[Collected data]
########################################

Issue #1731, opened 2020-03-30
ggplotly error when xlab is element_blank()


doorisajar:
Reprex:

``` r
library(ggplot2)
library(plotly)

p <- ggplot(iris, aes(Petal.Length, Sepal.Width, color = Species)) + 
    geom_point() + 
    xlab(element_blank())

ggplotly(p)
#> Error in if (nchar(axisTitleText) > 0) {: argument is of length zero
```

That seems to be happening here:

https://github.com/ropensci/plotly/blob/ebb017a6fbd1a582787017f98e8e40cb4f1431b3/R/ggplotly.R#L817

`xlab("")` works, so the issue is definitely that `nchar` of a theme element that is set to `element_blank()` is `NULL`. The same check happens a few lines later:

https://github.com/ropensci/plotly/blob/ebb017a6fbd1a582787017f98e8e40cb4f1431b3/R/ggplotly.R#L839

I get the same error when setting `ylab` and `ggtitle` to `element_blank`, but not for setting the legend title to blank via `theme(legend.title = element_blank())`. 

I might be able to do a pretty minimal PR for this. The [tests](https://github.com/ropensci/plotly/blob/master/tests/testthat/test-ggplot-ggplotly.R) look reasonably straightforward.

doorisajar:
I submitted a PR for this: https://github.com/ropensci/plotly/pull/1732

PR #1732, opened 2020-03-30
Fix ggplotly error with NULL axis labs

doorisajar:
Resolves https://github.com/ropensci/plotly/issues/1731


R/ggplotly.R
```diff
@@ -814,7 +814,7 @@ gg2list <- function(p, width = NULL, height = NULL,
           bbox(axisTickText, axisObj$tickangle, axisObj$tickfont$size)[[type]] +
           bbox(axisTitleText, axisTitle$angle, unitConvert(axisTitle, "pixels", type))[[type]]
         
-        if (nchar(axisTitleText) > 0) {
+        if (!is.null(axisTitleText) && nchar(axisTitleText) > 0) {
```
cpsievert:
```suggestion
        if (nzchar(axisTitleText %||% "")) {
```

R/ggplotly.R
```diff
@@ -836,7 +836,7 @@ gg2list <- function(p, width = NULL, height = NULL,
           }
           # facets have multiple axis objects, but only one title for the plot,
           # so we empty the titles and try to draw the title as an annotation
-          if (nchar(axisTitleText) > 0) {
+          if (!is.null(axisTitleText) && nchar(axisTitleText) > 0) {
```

########################################

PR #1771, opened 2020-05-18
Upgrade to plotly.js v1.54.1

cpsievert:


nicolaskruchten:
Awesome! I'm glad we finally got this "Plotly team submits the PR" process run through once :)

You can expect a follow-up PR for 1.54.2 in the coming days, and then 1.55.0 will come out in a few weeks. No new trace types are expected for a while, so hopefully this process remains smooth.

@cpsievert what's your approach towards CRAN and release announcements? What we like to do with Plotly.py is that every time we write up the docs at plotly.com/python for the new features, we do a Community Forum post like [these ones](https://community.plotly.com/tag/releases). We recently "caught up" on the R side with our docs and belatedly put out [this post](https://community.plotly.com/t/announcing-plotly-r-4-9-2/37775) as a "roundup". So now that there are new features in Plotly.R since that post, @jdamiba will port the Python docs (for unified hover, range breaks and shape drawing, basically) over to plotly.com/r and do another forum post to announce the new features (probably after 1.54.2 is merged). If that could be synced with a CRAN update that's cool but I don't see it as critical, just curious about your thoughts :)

########################################

• Problem statement:
Scan the records above for the word "with". Show each line in which it appears.

• Task solution:
Fix ggplotly error with NULL axis labs
@cpsievert what's your approach towards CRAN and release announcements? What we like to do with Plotly.py is that every time we write up the docs at plotly.com/python for the new features, we do a Community Forum post like [these ones](https://community.plotly.com/tag/releases). We recently "caught up" on the R side with our docs and belatedly put out [this post](https://community.plotly.com/t/announcing-plotly-r-4-9-2/37775) as a "roundup". So now that there are new features in Plotly.R since that post, @jdamiba will port the Python docs (for unified hover, range breaks and shape drawing, basically) over to plotly.com/r and do another forum post to announce the new features (probably after 1.54.2 is merged). If that could be synced with a CRAN update that's cool but I don't see it as critical, just curious about your thoughts :)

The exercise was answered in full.